* Record excerpts *
= Beginning of Section =
Issue #228, opened 2021-12-29
doc-gen becomes panic


sago35:
It appears to be unable to process the rp2040 source.

```
$ git rev-parse HEAD
ae52920d36f1c973db853d9f545ab0ad2955f9c5

$ go run . pico
Generating documentation for: pico
panic: runtime error: invalid memory address or nil pointer dereference
[signal 0xc0000005 code=0x0 addr=0x10 pc=0x80a84c]

goroutine 1 [running]:
main.writeMachinePackageDoc({0xc00000a380, 0x3a}, {0xc0000140d0, 0x4}, 0xc000266c60)
        C:/Users/sago3/dev/src/tinygo.org/x/tinygo-site/doc-gen/main.go:232 +0x74c
main.updateDocumentation({0xc0000140d0, 0x4}, {0xc00000a380, 0x3a}, {0xc00000a3c0, 0x32})
        C:/Users/sago3/dev/src/tinygo.org/x/tinygo-site/doc-gen/main.go:148 +0x68a
main.main()
        C:/Users/sago3/dev/src/tinygo.org/x/tinygo-site/doc-gen/main.go:92 +0x3b8
exit status 2
```

sago35:
The problem with this issue has been resolved.

PR #229, opened 2021-12-30
doc-gen: skip unexported receiver

sago35:
This PR will skip the case where the receiver is private.

#228 had a panic in the following source code.
https://github.com/tinygo-org/tinygo/blob/dev/src/machine/machine_rp2040_i2c.go#L440-L444


aykevl (approved):
This looks correct, thank you!

PR #241, opened 2022-01-25
content: update version number everywhere for 0.22 release

deadprogram:
This PR updates version number everywhere for the 0.22 release


sago35 (approved):
@deadprogram 
Looks good to me.
I guess we need to re-run doc-gen.

deadprogram:
> I guess we need to re-run doc-gen.

Correct. I will look at that...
= End of Section =
* Task goal *
In your response, give all the records again with nothing altered.

* Task response *
Issue #228, opened 2021-12-29
doc-gen becomes panic


sago35:
It appears to be unable to process the rp2040 source.

```
$ git rev-parse HEAD
ae52920d36f1c973db853d9f545ab0ad2955f9c5

$ go run . pico
Generating documentation for: pico
panic: runtime error: invalid memory address or nil pointer dereference
[signal 0xc0000005 code=0x0 addr=0x10 pc=0x80a84c]

goroutine 1 [running]:
main.writeMachinePackageDoc({0xc00000a380, 0x3a}, {0xc0000140d0, 0x4}, 0xc000266c60)
        C:/Users/sago3/dev/src/tinygo.org/x/tinygo-site/doc-gen/main.go:232 +0x74c
main.updateDocumentation({0xc0000140d0, 0x4}, {0xc00000a380, 0x3a}, {0xc00000a3c0, 0x32})
        C:/Users/sago3/dev/src/tinygo.org/x/tinygo-site/doc-gen/main.go:148 +0x68a
main.main()
        C:/Users/sago3/dev/src/tinygo.org/x/tinygo-site/doc-gen/main.go:92 +0x3b8
exit status 2
```

sago35:
The problem with this issue has been resolved.

PR #229, opened 2021-12-30
doc-gen: skip unexported receiver

sago35:
This PR will skip the case where the receiver is private.

#228 had a panic in the following source code.
https://github.com/tinygo-org/tinygo/blob/dev/src/machine/machine_rp2040_i2c.go#L440-L444


aykevl (approved):
This looks correct, thank you!

PR #241, opened 2022-01-25
content: update version number everywhere for 0.22 release

deadprogram:
This PR updates version number everywhere for the 0.22 release


sago35 (approved):
@deadprogram 
Looks good to me.
I guess we need to re-run doc-gen.

deadprogram:
> I guess we need to re-run doc-gen.

Correct. I will look at that...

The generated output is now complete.